清风开始给自己的船员“画大饼”,灌注坚定的信念,或者说,是在陈述一个他坚信的事实:“它不是一艘普通的、用木头和铁钉拼凑起来的船。它是一艘幽灵船!一艘承载着不屈意志、从死亡中归来的船!你忘记了吗?它能从那场毁天灭地、连神明都可能陨落的恐怖雷罚中幸存下来,靠的不仅仅是坚固的船体,更是它灵魂深处那股不肯沉没的执念!是你们的执念,也是它本身的执念!这一次,我相信,它也一定能扛得住!我们要做的,不是让它去和领主比力气,而是让它发挥出幽灵船最独特的、最不可思议的那一面!”
他必须让巴克,还有那个战斗狂独眼,建立起绝对的、甚至可以说是盲目的信心。在这种千钧一发的关头,指挥官的意志、决心和传递给团队的信念,往往比任何精妙的战术更能决定战局的走向。士气,看不见摸不着,却真实存在。
“而且,巴克,你理解错了,或者我说得不够清楚。”清风继续冷静地解释,细化他的战术意图,“我们不是要跟他硬碰硬地拔河,不是要角力把他拖出来。我们的目的,从来就不是靠‘徘徊者’号的力量去战胜他,那是痴人说梦。”
“我们的目的,是要在他被幽魂锁链突然缠住、身体因为意外束缚而本能地僵硬、挣扎、失去平衡的那一瞬间——注意,是那一瞬间!——给他制造一个巨大的、前所未有的破绽!一个他绝对预料不到的、来自船体之外、来自上方海面的攻击!”
清风的声音斩钉截铁:“我要的,就是那短短的一两秒钟,甚至可能更短!只要锁链能成功缠上他,只要能把他从牢牢踩踏的船舱地板上稍微拖动一下,哪怕只是让他身体晃一晃,让他无法完美地借力发力,让他有那么一瞬间的惊愕和措手不及——我就有绝对的把握,抓住那个转瞬即逝的机会,解决掉他!我的攻击目标很小,只需要一个完美的出手时机!”
他进一步布置,将独眼的力量也纳入计划:“独眼呢?让独眼那个好战的家伙也立刻做好准备!炮弹不用省,一发都不用留!等我信号,给我照着那个破洞口,进行无差别覆盖轰炸!不要瞄准BOSS身体,那样容易被他格挡或躲开,就瞄准洞口区域,进行饱和式火力覆盖!我要的不是他那点炮击能造成多少伤害,我要的是混乱!是爆炸产生的冲击波、是寒霜炮弹制造的低温水流、是穿甲弹撕裂海水和船体结构带来的震动和干扰!能起到多大的干扰、牵制、遮蔽视线的作用,就起多大的作用!哪怕只能让他分心零点一秒,也是巨大的成功!”
清风的思路在高压下变得异常清晰、透彻。
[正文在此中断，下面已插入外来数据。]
PR #594, opened 2016-07-05
Removed setters that enabled timeoutOn and timeoutDuration to differ.

RawToast:
Previously, a developer would have to remember to set both variables when modifying this logic -- otherwise the application would not work as expected.


chanakaudaya:
@RawToast  Is there any public JIRA related to this fix?

RawToast:
@chanakaudaya Yes, I created the following Jira: https://wso2.org/jira/browse/APIMANAGER-5200

bsenduran:
@RawToast Thank you for your contribution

他要的,是一场精心策划的、立体式的协同作战!利用幽灵船在海面、自己在海底的信息差和位置差,利用无头骑士对“上方”威胁缺乏防备的心理盲区,打一个彻头彻尾的出其不意!这不是蛮力对决,这是一场针对强者弱点的精密狩猎。
脑海那头的巴克,又一次陷入了沉默。但这一次的沉默,与之前的惊恐和迟疑不同。清风能感觉到,通过那灵魂链接,巴克原本剧烈波动的、充满恐惧的情绪,正在逐渐平复,取而代之的是一种被点燃的、混合着决绝、信任和一丝破釜沉舟勇气的复杂心绪。他能感觉到船长那股强大到几乎凝成实质的自信,那种仿佛将一切变量都计算在内、将生死置之度外的气魄。这气魄感染了他。
而一旁,显然一直在竖着耳朵(如果幽灵有耳朵的话)听的炮手独眼,那个四条手臂的狰狞壮汉,听到了清风通过巴克转述的、详细了许多的作战计划。他那只仅存的独眼里,非但没有流露出半分恐惧,反而“唰”地一下,迸发出了近乎狂热的兴奋光芒,如同两团跳动的鬼火。
“嘿!哈哈哈哈!俺喜欢!俺太喜欢这个计划了!够劲!够疯狂!”独眼瓮声瓮气地狂笑起来,四条粗壮得不像话的手臂已经开始兴奋地互相摩擦,骨节发出“咔吧咔吧”的脆响,迫不及待地想要大干一场,“船长不愧是船长!这主意绝了!俺早就他娘的想试试,把弹药库里所有存货,甭管是穿甲弹、爆破弹还是寒霜弹,一口气全打光是什么感觉了!那场面,想想就过瘾!让那个没脑袋的铁疙瘩尝尝被炮火洗地的滋味!”
这个彻头彻尾的战斗狂!疯子!巴克无奈又有些羡慕地看了一眼自己这位新同事。独眼简单、直接、嗜战,没有那么多顾虑,反而在这种时候成了最稳定的战斗力。看着独眼那跃跃欲试、恨不得立刻开炮的样子,再看看下方船长那冷静而坚定的意志,巴克心中最后一丝犹豫和恐惧,也被一种混合着责任感、荣誉感和对船长无条件的信任所取代。他是舵手,是船长意志的执行者。船长选择了冒险,选择了相信船,相信他们,那他就必须用行动来回应这份信任。